You do not need to worry about another IRQ12 occurring during the time that you're
processing one. The interrupt controller ensures that your interrupt handler is not
invoked again while it's already running. This means that your code doesn't have to be
reentrant. It also means that you need to signal the interrupt controller when you are
done.

This is done by issuing an EOI (end of interrupt) command to the interrupt controller
(this should be the absolute last thing that you do before executing 'iret'). Due to the
history of the PC and the need to maintain compatibility with older versions, there are
two separate interrupt controllers that you need to send the EOI command to for IRQ12.
One is at address 0x20 and the other at 0xa0. The EOI is sent simply by writing the
byte '0x20' to both of these ports. Due to the extremely esoteric nature of this subject,
code is included here. Call this function just before you iret:

send_eoi:
     push ax
     mov al, 0x20
     out 0xa0, al
     out 0x20, al
     pop ax
     ret

Extra Notes/Tips

The mouse typically sends 3 bytes at a time.
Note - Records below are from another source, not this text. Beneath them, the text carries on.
PR #227, opened 2019-04-18
Added tests to check that the framer logs

jessemapel:
Once logging is in the line scan, we should do this for the linescan.

I also added logging to the methods in the framer that throw an exception because they are not supported.

There is one method that is not tested, `getCrossCovarianceMatrix`, because I am unsure how we are supposed to call it.

### DIFF
--- a/include/usgscsm/UsgsAstroFrameSensorModel.h
+++ b/include/usgscsm/UsgsAstroFrameSensorModel.h
@@ -313,6 +313,7 @@ class UsgsAstroFrameSensorModel : public csm::RasterGM {
         csm::param::Set pSet = csm::param::VALID,
         const GeometricModelList &otherModels = GeometricModelList()) const;
     virtual std::shared_ptr<spdlog::logger> getLogger();
+    virtual void setLogger(std::shared_ptr<spdlog::logger> logger);
 
     static const std::string _SENSOR_MODEL_NAME;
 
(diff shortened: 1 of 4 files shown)


SgStapleton:
I noticed there were a handful of functions in UsgsAstroFrameSensorModel.cpp with logging information that were not being covered by these tests. Was this done on purpose?

jessemapel:
@SgStapleton Which methods are those?

SgStapleton:
These were the ones I found:
 * getIlluminationDirection
 * computeGroundPartials
 * isValidModelState
 * isValidIsd
 * constructStateFromIsd
 * getCrossCovarianceMatrix
 * calcRotationMatrix (two methods by this name)
 * losEllipsoidIntersect
 * getValue

jessemapel:
@SgStapleton I've added tests for `getIlluminationDirection` and `computeGroundPartials`. `isValidModelState`, `isValidIsd`, `constructStateFromIsd`, `calcRotationMatrix`, `losEllipsoidIntersect`, and `getValue` are all out own custom methods and not part of the RasterGM API, so I didn't test them. I can add them if you think they should still be tested. For `getCrossCovarianceMatrix` I'm not even sure how to properly call that method right now, so I left it out.

SgStapleton:
@jessemapel I honestly don't know that I know enough to have a qualified opinion as far as what needs to be tested. It seems like this PR was specifically for RasterGM, though. So, if those tests do need to be added, maybe that needs to happen in a separate PR?

jessemapel:
@SgStapleton For coverage's sake, I'll add tests for the non-RasterGM methods because we probably want to test them too.

SgStapleton:
@jessemapel Sounds good. I will be keeping an eye on this PR.

SgStapleton:
I did not see this before I approved - sorry. But were we intending to remove all of the FrameStateTests...?

jessemapel:
@SgStapleton I moved them so that they are all together now. They were split in half by the adjustable parameter tests.

SgStapleton:
Oh my goodness! I'm blind!

PR #228, opened 2019-04-18
Made framer inherit from settable ellipsoid

jessemapel:
See discussion on #142


jessemapel:
GXP is successfully showing stereo and proper footprints for MDIS!

PR #231, opened 2019-04-24
Dawn Distortion

### LINKED ISSUE #230: Add DawnFC Distortion Model
Add the dawn distortion model to the available distortion models. Currently dawnfc defaults to radial with only one coefficient which results in some interesting footprints.

acpaquette:
Adds the dawn distortion model and fixes the line scanners warning system to properly propagate warnings back to the user. Closes #230

### DIFF
--- a/src/Distortion.cpp
+++ b/src/Distortion.cpp
@@ -105,7 +105,6 @@ void removeDistortion(double dx, double dy, double &ux, double &uy,
     // Computes undistorted focal plane (x,y) coordinates given a distorted focal plane (x,y)
     // coordinate. The undistorted coordinates are solved for using the Newton-Raphson
     // method for root-finding if the distortionFunction method is invoked.
-    case KAGUYATC:
     case TRANSVERSE: {
       // Solve the distortion equation using the Newton-Raphson method.
       // Set the error tolerance to about one millionth of a NAC pixel.
@@ -257,7 +256,6 @@ void applyDistortion(double ux, double uy, double &dx, double &dy,
       }
     }
     break;
-    case KAGUYATC:
     case TRANSVERSE: {
       computeTransverseDistortion(ux, uy, dx, dy, opticalDistCoeffs);
     }
--- a/src/Distortion.cpp
+++ b/src/Distortion.cpp
@@ -200,6 +200,62 @@ void removeDistortion(double dx, double dy, double &ux, double &uy,
       ux = dx + dr_x;
       uy = dy + dr_y;
     }
+    break;
+    // The dawn distortion model is "reversed" so the remove function computes
+    // the distorted focal plane but stores it into the undistorted variables (ux, uy)
+    case DAWNFC: {
+      double offsetSqrd;
+      int    numAttempts;
+      double delta;
+      bool    done;
+
+      /****************************************************************************
+      * Pre-loop intializations
+      ****************************************************************************/
+
+      numAttempts = 1;
+      delta = 0.00001;
+
+      offsetSqrd = dy * dy + dx * dx;
+      double guess_dx, guess_dy;
+      double guess_ux, guess_uy;
+
+      /****************************************************************************
+      * Loop ...
+      ****************************************************************************/
+      do {
+        guess_ux = dx / (1.0 + opticalDistCoeffs[0] * offsetSqrd);
+        guess_uy = dy / (1.0 + opticalDistCoeffs[0] * offsetSqrd);
+
+        offsetSqrd = guess_uy * guess_uy + guess_ux * guess_ux;
+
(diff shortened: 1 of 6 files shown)


jlaura:
Check this out: https://www.internalpointers.com/post/squash-commits-into-one-git

src/Distortion.cpp
```diff
@@ -324,5 +395,16 @@ void applyDistortion(double ux, double uy, double &dx, double &dy,
         dy = ydistorted;
       }
     }
+    break;
+    // The dawn distortion model is "reversed" so the apply function computes
+    // the distorted focal plane and stores it into the distorted variables (dx, dy)
```
kberryUSGS: Like above, I understand the situation, but found this comment confusing. The DAWNFC case under applyDistortion still calculates the distorted coefficients using the undistorted coefficients, it just doesn't need to use an iterative solution to do so.

src/UsgsAstroLsSensorModel.cpp
```diff
@@ -2420,8 +2420,21 @@ std::string UsgsAstroLsSensorModel::constructStateFromIsd(const std::string imag
...
+  }
+
+  delete parsingWarnings;
+  parsingWarnings = nullptr;
 
-   // The state data will still be updated when a sensor model is created since
-   // some state data is notin the ISD and requires a SM to compute them.
-   return state.dump();
+  // The state data will still be updated when a sensor model is created since
+  // some state data is notin the ISD and requires a SM to compute them.
```
kberryUSGS: notin -> not in

src/Distortion.cpp
```diff
@@ -200,6 +215,62 @@ void removeDistortion(double dx, double dy, double &ux, double &uy,
       ux = dx + dr_x;
       uy = dy + dr_y;
     }
+    break;
+    // The dawn distortion model is "reversed" so the remove function computes
```
kberryUSGS: I understand the situation, but found this comment confusing. The `DAWNFC` case under `removeDistortion` uses an iterative solution to calculate the undistorted coordinates, given the distorted coordinates. I wouldn't say that it it computes one thing but stores it in the other's variables? 

The iterative solution is necessary here because Dawn's distortion equation is given as distorted = fn(undistorted), which is reversed from the more normal undistorted = fn(distorted).

src/UsgsAstroFrameSensorModel.cpp
```diff
@@ -593,6 +593,9 @@ std::vector<double> UsgsAstroFrameSensorModel::computeGroundPartials(const csm::
   MESSAGE_LOG(this->m_logger, "Computing ground partials results:\nLine: {}, {}, {}\nSample: {}, {}, {}",
                                partials[0], partials[1], partials[2], partials[3], partials[4], partials[5]);
 
+  MESSAGE_LOG(this->m_logger, "Computing ground partials result line: {}, sample: {}, wrt: {} and x: {}, y: {}, z: {}",
+                               partials[0], partials[1], partials[2], partials[3], partials[4], partials[5]);
+
```
jessemapel: This looks like a duplicate line

src/Distortion.cpp
```diff
@@ -200,6 +200,64 @@ void removeDistortion(double dx, double dy, double &ux, double &uy,
       ux = dx + dr_x;
       uy = dy + dr_y;
     }
+    break;
+    // The dawn distortion model is "reversed" from other distortion models so
+    // the remove function iteratively computes undistorted coordinates based on
+    // the distorted coordinates, rather than iteratively computing distorted coordinates
+    // to undistorted coordinates.
+    case DAWNFC: {
+      double offsetSqrd;
```
jessemapel: normally we call this the radius squared

src/Distortion.cpp
```diff
@@ -200,6 +200,64 @@ void removeDistortion(double dx, double dy, double &ux, double &uy,
...
+        guess_dy = guess_uy * (1.0 + opticalDistCoeffs[0] * offsetSqrd);
+
+        done = true;
+        if(abs(guess_dy - dy) > delta) {
+          done = false;
+        }
+
+        if(abs(guess_dx - dx) > delta) {
+          done = false;
+        }
```
jessemapel: usually you want to check if your under tolerance and then set done to true. This is a little confusing because done will be set to true and then immediately set to false 90% of the time. You can condense this into a single && statement and it will even short circuit for a tiny savings.

kberryUSGS: I think this was copied from ISIS, so it may need to be changed there, too?

jessemapel: This is a very minor thing, I wouldn't worry about it in ISIS. It's unusual, but not incorrect.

However, the mouse is a relatively slow
serial device. There are several milliseconds in time between the receipt of each of
these bytes. The keyboard controller will also generate a separate IRQ12 for each byte
received. This means that you can not simply read all 3 bytes within a single interrupt
call. You need to read a single byte each time and buffer them in memory until you
have 3, returning control to the interrupted process in between each byte.

The PS/2 mouse is quite sensitive on its own. The sensitivity is designed more for a
pixel level where, for example, you would have to move 1600 units to get to the other
side of the screen. When the screen is only 80 characters wide and 25 tall, the mouse
cursor moves too rapidly. You'll want to keep track of the position of the mouse as
reported from the PS/2 protocol in a higher granularity than you actually use it. For
example, you might want to keep track of the horizontal position from 0 to 1279 and
divide by 16 to determine the column on the screen that it corresponds to. Find a value
that works and hardcode it. The sensitivity does not need to be adjustable at run time
(but should be easy to change in the code if the need should arise).
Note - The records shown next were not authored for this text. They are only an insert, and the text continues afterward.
PR #232, opened 2019-04-25
Distortion Model Testing

acpaquette:
Adds tests for the dawn and kaguya distortion models.

### DIFF
--- a/tests/DistortionTests.cpp
+++ b/tests/DistortionTests.cpp
@@ -199,34 +199,19 @@ TEST(DawnFc, testZeroCoeffs) {
   EXPECT_NEAR(uy,10.0,1e-8);
 }
 
-TEST(KaguyaTc, testApply) {
-  csm::ImageCoord imagePt(2.0, 2.0);
-
-  double dx, dy;
-  double desiredPrecision = 0.0000001;
-  std::vector<double> distortionCoeffs = {1, 0, 0, 0,
-                                          1, 0, 0, 0};
-
-  applyDistortion(imagePt.samp, imagePt.line, dx, dy, distortionCoeffs,
-                  DistortionType::KAGUYATC, desiredPrecision);
-
-  EXPECT_NEAR(dx, 1, 1e-8);
-  EXPECT_NEAR(dy, 1, 1e-8);
-}
-
-TEST(KaguyaTc, testRemove) {
+TEST(KaguyaTc, testRemoveCoeffs) {
   csm::ImageCoord imagePt(1.0, 1.0);
 
   double ux, uy;
   double desiredPrecision = 0.0000001;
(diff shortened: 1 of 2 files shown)


tests/DistortionTests.cpp
```diff
@@ -177,3 +178,92 @@ TEST(DawnFc, testRemove) {
...
+  EXPECT_NEAR(dy, 1, 1e-8);
+}
+
+TEST(KaguyaTc, testRemove) {
+  csm::ImageCoord imagePt(1.0, 1.0);
+
+  double ux, uy;
+  double desiredPrecision = 0.0000001;
+  std::vector<double> distortionCoeffs = {1, 0, 0, 0,
+                                          1, 0, 0, 0};
```
jessemapel: We're only checking that the first term is being handled correctly, we should test non-zero coefficients for the other terms too.

acpaquette: I'm not sure how necessary it is to actually test the individual coefficients like this. The two tests bellow are applying and removing distortion with actual coefficients and all zero coefficients. Both of those seem to be covering all of our bases

tests/DistortionTests.cpp
```diff
@@ -177,3 +178,79 @@ TEST(DawnFc, testRemove) {
...
+                  DistortionType::DAWNFC, desiredPrecision);
+
+  removeDistortion(dx, dy, ux, uy, coeffs,
+                  DistortionType::DAWNFC, desiredPrecision);
+
+
+  EXPECT_NEAR(dx,10.0,1e-8);
+  EXPECT_NEAR(dy,10.0,1e-8);
+  EXPECT_NEAR(ux,10.0,1e-8);
+  EXPECT_NEAR(uy,10.0,1e-8);
```
Kelvinrr: Any reason you are not using `ASSERT_DOUBLE_EQ`

tests/DistortionTests.cpp
```diff
@@ -160,20 +160,97 @@ TEST(DawnFc, testApply) {
...
+  applyDistortion(imagePt.samp, imagePt.line, dx, dy, coeffs,
+                  DistortionType::KAGUYATC, desiredPrecision);
+
+  removeDistortion(dx, dy, ux, uy, coeffs,
+                  DistortionType::KAGUYATC, desiredPrecision);
+
+  EXPECT_NEAR(dx, 0.999566, 1e-6);
+  EXPECT_NEAR(dy, 1.00137, 1e-5);
+  EXPECT_NEAR(ux, 1.0, 1e-8);
+  EXPECT_NEAR(uy, 1.0, 1e-8);
```
Kelvinrr: Why weren't some able to be changed?

PR #242, opened 2019-08-02
removed line sample range check for framer during image time computation

Kelvinrr:


kberryUSGS:
Why remove the check entirely, rather than fix the incorrect comparison?

Kelvinrr:
the time is the same anywhere on the image, doing a range check is just annoying especially when campt also works off image.

jessemapel:
CSM should work in as broad a context as possible, so we should be able to give a time for any pixel location, even off the image.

During initialisation of the mouse you might find yourself in a situation where your
routine is manually waiting for events to occur (for example, the ACK byte from the
mouse in response to the initialisation command). If the keyboard controller generates
an IRQ during this time then you might not be able to read the byte (since it will be read
by your IRQ handler). If you wait until later to install the IRQ handler then things are
even worse since the byte might get read by the old IRQ handler (if one existed). There
are several approaches to solving this problem. Some things you should think about are
not enabling IRQ12 on the keyboard controller until after the mouse is initialised or
having a special case in your handler to deal with the situation.

You also have to deal with the fact that IRQ1 will be generated when you ask for the
control byte from the keyboard controller. In order to deal with this you will have to
disable interrupts at this time or write a stub IRQ1 handler that is active during the
initialisation phase of your code and restores control to the normal handler before
returning to DOS.

Modular design will help a lot here. You should implement generic functions for things
like waiting for the controller to become available (not busy). Also functions for
reading/writing to the keyboard, mouse, control byte, etc. If you do a good design then
this is a project for which it is very easy to divide up the work.
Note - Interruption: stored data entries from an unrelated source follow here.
PR #243, opened 2019-10-25
updated distortion to closer match ISIS

Kelvinrr:
Increased max iteration count, loosened precision, and acceptance criteria for Radial Distortion. 

Isis uses pixel pitch as the tolerance, CSM doesn't have access to pixel pitch so just punting it for now.

### DIFF
--- a/include/usgscsm/Distortion.h
+++ b/include/usgscsm/Distortion.h
@@ -30,5 +30,5 @@ void removeDistortion(double dx, double dy, double &ux, double &uy,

As another example, you could easily have one person handle the low-level keyboard
controller interaction and call a function 'ps2_gotbyte' every time a single byte is
received. Another person can then develop the PS2 protocol parts of the driver (ie:
interpreting what buttons are pressed and keeping track of how far the mouse moves).
You will need to document your designs well enough so that you can work independently
on different routines. The group will have to reach a consensus on how values get
passed between routines (eg: what registers will be used for parameters).